STUDY MATERIAL
PR #104, opened 2025-05-15
Add basic mailbox ownership model for `HttpExchange`

AK2000:
# Description
Currently all authenticated users can read and write from any mailbox. This PR implements a basic ownership model, so only agents created by the same client can discover and communicate with each other. This is implemented by passing around a bearer token when starting agents (not a good pattern). 

### Type of Change

## Testing
Tests added to verify

## Pull Request Checklist

### DIFF
--- a/academy/exchange/cloud/server.py
+++ b/academy/exchange/cloud/server.py
@@ -67,9 +67,9 @@ logger = logging.getLogger(__name__)
 BehaviorT = TypeVar('BehaviorT', bound=Behavior)
 _OKAY_CODE = 200
 _BAD_REQUEST_CODE = 400
+_UNAUTHORIZED_CODE = 401
 _FORBIDDEN_CODE = 403
 _NOT_FOUND_CODE = 404
-_UNAUTHORIZED_CODE = 405
 
 
 class _MailboxManager:
@@ -87,7 +87,7 @@ class _MailboxManager:
 
     def check_mailbox(self, client: str | None, uid: EntityId) -> bool:
         if not self.has_permissions(client, uid):
-            raise UnauthorizedError(
+            raise ForbiddenError(
                 'Client does not have correct permissions.',
             )
 
@@ -100,7 +100,7 @@ class _MailboxManager:
         behavior: tuple[str, ...] | None = None,
     ) -> None:
         if not self.has_permissions(client, uid):
-            raise UnauthorizedError(
+            raise ForbiddenError(
                 'Client does not have correct permissions.',
             )
 
@@ -113,7 +113,7 @@ class _MailboxManager:
 
     async def terminate(self, client: str | None, uid: EntityId) -> None:
         if not self.has_permissions(client, uid):
-            raise UnauthorizedError(
+            raise ForbiddenError(
                 'Client does not have correct permissions.',
             )
 
@@ -142,7 +142,7 @@ class _MailboxManager:
 
     async def get(self, client: str | None, uid: EntityId) -> Message:
         if not self.has_permissions(client, uid):
-            raise UnauthorizedError(
+            raise ForbiddenError(
                 'Client does not have correct permissions.',
             )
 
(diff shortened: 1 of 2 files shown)


academy/exchange/cloud/server.py
```diff
@@ -74,36 +74,64 @@
...
+
         return uid in self._mailboxes
 
     def create_mailbox(
         self,
+        client: str | None,
         uid: EntityId,
         behavior: tuple[str, ...] | None = None,
     ) -> None:
+        if not self.has_permissions(client, uid):
```
gpauloski, line 102: What's the purpose of this check before a mailbox has been created?

academy/exchange/cloud/server.py
```diff
@@ -151,7 +189,14 @@ async def _create_mailbox_route(request: Request) -> Response:
             text='Missing or invalid mailbox ID',
         )
 
-    manager.create_mailbox(mailbox_id, behavior)
+    client_id = request.headers.get('client_id', None)
+    try:
+        manager.create_mailbox(client_id, mailbox_id, behavior)
+    except UnauthorizedError:
+        return Response(
+            status=_UNAUTHORIZED_CODE,
```
gpauloski: I think I missed this in the last PR, but `_UNAUTHORIZED_CODE` should actually be 401 (right now its 405, which is the method not allowed error code). And in this context I think `_FORBIDDEN_ERROR` (403) is actually the correct code to return (as the user _is_ authorized but doesn't have the right permissions). https://en.wikipedia.org/wiki/List_of_HTTP_status_codes

academy/exchange/cloud/server.py
```diff
@@ -297,7 +374,9 @@ async def authenticate(
                 text='Missing required headers.',
             )
 
-        request['client_id'] = str(client_uuid)
+        headers = request.headers.copy()
+        headers['client_id'] = str(client_uuid)
+        request = request.clone(headers=headers)
```
gpauloski, line 379: Is it possible to avoid this clone? I'm wondering if it makes a copy of the JSON payload (which could potentially be large)?

tests/exchange/cloud/server_test.py
```diff
@@ -234,79 +253,193 @@ async def test_null_auth_cli() -> None:
         assert await response.text() == 'Unknown mailbox ID'
 
 
-@pytest.mark.asyncio
-@mock.patch('globus_sdk.ConfidentialAppAuthClient.oauth2_token_introspect')
-async def test_globus_auth_cli(
-    mock_token_response,
-) -> None:
+@pytest_asyncio.fixture
+async def auth_cli() -> AsyncGenerator[TestClient[Request, Application]]:
```
gpauloski: Does this func name mean auth CLI or auth client?

gpauloski (changes requested):
Looks good. There's a couple small questions but I think the only major change is the exact HTTP error codes used.

We might want to consider in a later PR adjusting the `Exchange` protocol to have more error types for forbidden/unauthorized errors and parsing the aiohttp errors into academy library errors in the `HttpExchange` client.

academy/exchange/cloud/server.py
AK2000: Creating a mailbox is idempotent, so there is no "mailbox exists" error but in the current implementation, you can't claim ownership or create a mailbox with the same id as a mailbox created by someone else, so this check is necessary. We could also create the id only for the owner of the mailbox, but I thought that choice would limit future sharing of agents.

academy/exchange/cloud/server.py
AK2000: This is necessary because request.headers is not assignable or mutable. I don't think this is a problem because only a shallow copy of the request is created. The body of the request will not be copied. And only a shallow copy of the request.headers will be created.

academy/exchange/cloud/server.py
gpauloski: Got it. I've wondered about introducing a `MailboxExistsError` but maybe a discussion for another day.

gpauloski (approved):

gpauloski:
I opened #105 so we can revisit updating the `Exchange` protocol to support more error types (like the unauthorized/forbidden errors the `HttpExchange` needs).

TASK PROMPT
Your reply must contain exactly the lines from the first line of the data through the line holding "# Description", and nothing more.

SOLUTION TO THIS PROBLEM
PR #104, opened 2025-05-15
Add basic mailbox ownership model for `HttpExchange`

AK2000:
# Description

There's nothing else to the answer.